Si la filosofía es definida etimológicamente como amor a la sabiduría, el quehacer del filósofo es el de un amante eternamente eludido porque la sabiduría es una hermosa doncella que no puede ser poseída definitivamente.
Debido a eso, Óscar Pintado Fernández llamó a la tarea filosófica “un quehacer enamorado”, en un artículo publicado en la Revista de Filosofía Themata número 37, en 2006, titulado “Decir y mostrar: El silencio del maestro”, que dedicó a su eximio y extinto profesor Jorge Vicente Arregui, a quien sus amigos conocieron cariñosamente como Gorka.
Recordando a su insigne profesor, señaló: “Poseía las dos grandes cualidades que, fijándonos en Sócrates, han de asistir al filósofo y, como veremos, al maestro: la humildad y la pasión”.
La pasión de Gorka era la verdad, prosiguió, y la perseguía con la humildad de quien se sabe ignorante e incapaz de enseñar, porque quien de verdad importa es el alumno: “El maestro nunca sabe que lo es. Como Levinas decía, y Gorka me repetía, no hace el padre al hijo, sino al revés. Lo mismo ha de suceder con la relación maestro-alumno”.
Pintado Fernández continuó retratando fielmente a Gorka: “¿Qué hace un maestro? ¿En qué consiste su magisterio? El maestro ama en silencio los pensamientos del alumno. El maestro enseña al alumno el camino que le conduce a sí mismo, a conocerse a sí mismo, a la verdad”.

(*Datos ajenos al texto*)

PR #254, opened 2025-02-21
Implement GCM Seal and Open in Go

qmuntal:
The less C code we have, the better. This PR moves the GCM Seal/Open implementation from C to Go. It was previously written in C to avoid allocations, but that's no longer need thanks to the `noescape` and `nocallback` directive.

Note that I haven't ported some special-casing for OpenSSL 1.0.2, as it is no longer supported.

These benchmark run demonstrates that there is not performance regression:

Indicó que Gorka, como auténtico maestro, buscó que cada alumno elaborara su propio proyecto con silente y comprometido apoyo: “Amó lo verdadero con un silencio que sobrepasaba su fama, pero nunca la amistad. Por eso, sus palabras repletas del silente vivir, son un privilegio para sus discípulos y sus amigos y no dejan de resonar. Porque nunca hubo vacíos”.
¿Concibo el magisterio como un quehacer enamorado?